Abstract
State classification of objects and their relations is core to many long-horizon tasks, particularly in robot planning and manipulation. However, the combinatorial explosion of possible object-predicate combinations, coupled with the need to adapt to novel real-world environments, makes it a desideratum for state classification models to generalize to novel queries with few examples. To this end, we propose PHIER, which leverages predicate hierarchies to generalize effectively in few-shot scenarios. PHIER uses an object-centric scene encoder, self-supervised losses that infer semantic relations between predicates, and a hyperbolic distance metric that captures hierarchical structure; it learns a structured latent space of image-predicate pairs that guides reasoning over state classification queries. We evaluate PHIER in the CALVIN and BEHAVIOR robotic environments and show that PHIER significantly outperforms existing methods in few-shot, out-of-distribution state classification, and demonstrates strong zero- and few-shot generalization from simulated to real-world tasks. Our results demonstrate that leveraging predicate hierarchies improves performance on state classification tasks with limited data.
State Classification
State classification of objects and relations is essential for a plethora of tasks, from scene understanding to robot planning and
manipulation. Many such long-horizon tasks require accurate and varied state predictions for entities in scenes. For example, planning
for “setting up the table” requires classifying whether the cup is NextTo the plate, whether the utensils are
OnTop of the table, and whether the microwave is Open.
The goal of state classification is to precisely answer such queries about specific entities in an image, and determine whether they
satisfy particular conditions across a range of attributes and relations.
However, the combinatorial space of objects (e.g., cup, plate, microwave) and predicates (e.g., NextTo, OnTop,
Open) gives rise to an explosion of possible object-predicate combinations that is intractable to obtain corresponding
training data for. In addition, real-world systems operating in dynamic environments must generalize to queries with novel predicates,
often with only a few examples. Hence, an essential but difficult consideration for state classification models is to quickly learn to
adapt to out-of-distribution queries.
Method
We propose PHIER, a state classification model that leverages the hierarchical structure between predicates to few-shot generalize
to novel queries. At the core of PHIER is an image-predicate latent space trained to encode the relationship between pairwise predicates.

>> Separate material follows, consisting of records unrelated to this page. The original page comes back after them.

PR #1779, opened 2025-09-25
Python improvements for apriltag class

SamFlt:
This PR improves the Bindings for the Apriltag detection class.

It also introduces a script that can be used to perform apriltag detection on a sequence (either a stored file sequence or through a realsense camera).  Optionally, It stores the detection results in a json file

By default, it connects to a Realsense camera (requires the pyrealsense2 package)

After installing the bindings, it can be run by simply typing:
```
$ visp-python-apriltag-detection --log-path ~/log.json
```


fspindle:
@SamFlt Thanks

PR #1783, opened 2025-10-03
Python stubs mypy

SamFlt:
This PR improves the stub generation process:

* [x] import visp.core is now correctly resolves by IDEs
* [x] Replaced pybind11_stubgen by mypy, which is a larger scale typing project. This allows to generate stubs for Python source files and should also be better supported.
* [ ] Implement build isolation, so that mypy is not installed in the user's environment.


SamFlt:
@fspindle if you're okay with it, this PR can be merged.

PR #1785, opened 2025-10-07
Add coverage task with gcovr, add coverage CI

SamFlt:
Experimenting with migrating coverage workflow to a pixi environment.


SamFlt:
@fspindle  Ready for merging.

PR #1810, opened 2025-10-30
Revert macOS intel runner from v15 to v13 for pixi CI

olivier-roussel:
All our pixi based CI on macOS for intel are failing at the subs generation phase (we do not know the reason yet).
This appears only on macOS intel (i.e. x64) runners since the bump to v15. The CI seems fine with macOS v13. The CI is also fine with macOS v15 arm64. 
The bump to macOS v15 intel was motivated by the close stop of support for macOS v13 runners from GH ( https://github.blog/changelog/2025-09-19-github-actions-macos-13-runner-image-is-closing-down/ ), with interruptions of service starting on 4th november and shut down one month later.
We did not spot this on the PR that included the bump ( #1805 ) because there was another error in the python pinning version scheme (making use of *compatible versions* instead of exact MAJOR.MINOR versions), and for some reason, the current compilation error on macOS v15 intel disappear when some part of ViSP are compiled with Python 3.14.

I also add in this PR the switch of channel for the panda3d conda packages: we moved our forge from Anaconda servers to Prefix.dev servers as Anaconda servers lack of disk space for new rebuild.

This PR should be backported to all PRs opened after #1805 merge.


olivier-roussel:
@fspindle If you are OK with that, I suggest we merge this as soon the last CI is green, so we can backport it the other concerned PRs (even if some already have most of the changes) before the end of the week.

PR #1825, opened 2025-11-17
Fix mac-15-intel support

olivier-roussel:
CI was failing on MacOS 15 intel with Pixi due to a opencv package with broken symbols (https://github.com/conda-forge/opencv-feedstock/issues/493), due to some problems with macOS SDK v14 if I understood correctly. This has been fixed in recent concerned opencv packages (osx-64,  v4.12.0 with build number >= 607). However, this recent opencv packages are not compatible yet with ogre current package due to some common dependencies rebuild in progress that are stalling (see https://github.com/conda-forge/freeimage-feedstock/pull/54 and https://github.com/conda-forge/freeimage-feedstock/pull/55, at least).
Workaround for now is to disable ogre support on osx-64.


fspindle:
@olivier-roussel Seems ready to merge to me

olivier-roussel:
@fspindle Not yet, I have fixed the freeimage conda package (https://github.com/conda-forge/freeimage-feedstock/pull/56 and https://github.com/conda-forge/freeimage-feedstock/pull/57) that was preventing ogre to be compatible with last opencv package. But yesterday evening the package was still not available despite it was already uploaded to conda-forge channel (it requires some time to sync, maybe affected by general shutdown).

Let us consider the predicates, OnRight and OnLeft they describe opposite spatial relationships between objects,
they are closely related semantically, as assessing them relies on the same underlying features. PHIER enforces image-predicate
representations conditioned on these predicates to lie closer to one another. In addition, there exist predicate pairs with more complex
relationships, such as OnRight and NextTo. We see that OnRight is a more specific case of
NextTo—verifying OnRight involves recognizing whether the objects are NextTo each other. Features
relevant to the higher-level predicate NextTo are therefore useful for reasoning about the lower-level predicate
OnRight. PHIER encodes this predicate hierarchy to allow generalizable state classification.

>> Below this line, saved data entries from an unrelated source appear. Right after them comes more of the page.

PR #1835, opened 2025-11-24
Add support for ArUco 7x7 tag family

s-trinh:
ArUco `7x7` have bigger [Hamming distance](https://docs.opencv.org/4.12.0/de/d67/group__objdetect__aruco.html#gga4e13135a118f497c6172311d601ce00dada8e830ff0024e839e93c01f5fed0c55) between two codes and the id decoding should be more reliable.

Support for ArUco 4x4, 5x5 and 6x6 was much easier since we can use `tag16h5`, `tag25h7`, `tag36h11` as a starting point.

### "bit-pattern" 

First compute the correct "bit-pattern" for the considered family, see: [tf->bit_x / tf->bit_y](https://github.com/AprilRobotics/apriltag/blob/22b44c13c6f0b68d7eaa1504cec0b8a20850122e/tag36h11.c#L628-L631)

With fiducial marker detection, it goes roughly as "quad_rectangle extraction" --> "perspective correction using estimated homography" --> "pattern decoding".

In OpenCV, one tag id is stored using 4 values to cover the 4 orientations: https://github.com/opencv/opencv/blob/3c3596c6efcabd0e5ee021e2048a30ec38a8d4e1/modules/objdetect/src/aruco/predefined_dictionaries.hpp#L21-L25

With the AprilTag library, some kind of bitwise operations are used to cover the 4 tag orientations, saving some memory at the cost of extra cpu work.

image

For a `5x5` family, the previous image shows the `tf->bit_x / tf->bit_y` values to extract the tag pattern into a full codedata such that using bitwise operations it is possible to cover the 4 tag orientations. More [information here](https://github.com/AprilRobotics/apriltag/issues/374#issuecomment-2727489300).

### Codedata

Once the `tf->bit_x / tf->bit_y` values are computed for a `7x7` family, corresponding [`codedata`](https://github.com/AprilRobotics/apriltag/blob/22b44c13c6f0b68d7eaa1504cec0b8a20850122e/tag36h11.c#L31-L34) need to be filled, using:
- ArUco codedata from OpenCV: https://github.com/opencv/opencv/blob/3c3596c6efcabd0e5ee021e2048a30ec38a8d4e1/modules/objdetect/src/aruco/predefined_dictionaries.hpp#L16126-L16130


fspindle:
@s-trinh Thanks. Very nice feature.

PR #1836, opened 2025-11-25
Add headless feature for CI envs

olivier-roussel:
Introduction of `headless` variant of `opencv` package has some GUI disabled features, and should be used on CI environments only by preventing tests requiring display to be run on such environments (see failing CI here: https://github.com/lagadic/visp/pull/1834)

### DIFF
--- a/modules/gui/test/display-with-dataset/testDisplayScaled.cpp
+++ b/modules/gui/test/display-with-dataset/testDisplayScaled.cpp
@@ -329,7 +329,7 @@ int main(int argc, const char *argv[])
 #ifdef VISP_HAVE_X11
     display.push_back("X");
 #endif
-#ifdef VISP_HAVE_OPENCV && !defined(VISP_HAVE_OPENCV_HEADLESS)
+#if defined(VISP_HAVE_OPENCV) && !defined(VISP_HAVE_OPENCV_HEADLESS)
     display.push_back("OpenCV");
 #endif
 #ifdef VISP_HAVE_D3D9


olivier-roussel:
@fspindle This PR was initially fixing the use of a headless version of `opencv`, as a such package has been introduced on conda-forge. 
I've added the following:
- Added `glib` dependency that was required for `gtk2` support in ViSP (currently `gtk2` support was not enabled in ViSP)
- Cleaned deprecated dependencies: "Core Dependency Tree" (CDT) `libegl`, see [here](https://docs.conda.io/projects/conda-build/en/stable/resources/define-metadata.html) if you want more info on what CDT is. But the important thing is that they are now removed from Conda
- `LibXML2` support was not enabled in ViSP neither as the wrong package was installed (runtime instead of development)
- Extended the support of `LibXML2` and `realsense` on Windows platforms as they now have Conda packages available on Windows

fspindle:
@olivier-roussel Thanks. I will merge this PR, but we should find a way to automatically detect whether OpenCV is headless or not in order to set `VISP_HAVE_OPENCV_HEADLESS` accordingly.

olivier-roussel:
@fspindle I agree. Unfortunately OpenCV distinguish whether it is compiled with Qt or not just at compilation stage (`WITH_QT` CMake option) and does not set anything as output to be directly used. If you diff on two OpenCV installations (one built with Qt support, the other without), you'll observe this.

To perform state classification, PHIER first localizes relevant objects in the input image based on a given query, then leverages an
inferred predicate hierarchy to structure its reasoning over the scene. This is achieved through three main components:
- Object-Centric Scene Encoder: Localizes regions of the image corresponding to relevant entities, ensuring that the model faithfully identifies relevant entities and then learns to focus on their key features for the given predicate's classification.
- Self-Supervised Losses: Encourage the model to encode pairwise predicate relations in its latent space (e.g. OnRight and NextTo are encouraged to be close). The pairwise relations are inferred from language using a LLM.
- Hyperbolic Distance Metric: Encodes the predicate hierarchy in hyperbolic space, leveraging its exponentially growing distances suitable to enable PHIER to effectively model tree-like structure in continuous space.
Results
We evaluate PHIER on the state classification task in two robotics environments, CALVIN and BEHAVIOR. Beyond the standard test settings, we focus on few-shot, out-of-distribution tasks involving unseen object-predicate combinations and novel predicates.
PHIER significantly outperforms existing methods on out-of-distribution tasks, including both supervised approaches trained on the same amount of data and inference-only vision-language models (VLMs) trained on large corpora of real-world examples.
PHIER improves upon the top-performing prior work in out-of-distribution tasks by 22.5 percent points on CALVIN and 8.3 percent points on BEHAVIOR.
Notably, trained solely on simulated data, PHIER also outperforms supervised baselines on few-shot generalization to real-world state classification tasks by 10 percent points.
Overall, we see PHIER as a promising solution to few-shot state classification, enabling generalization by leveraging representations grounded in predicate hierarchies.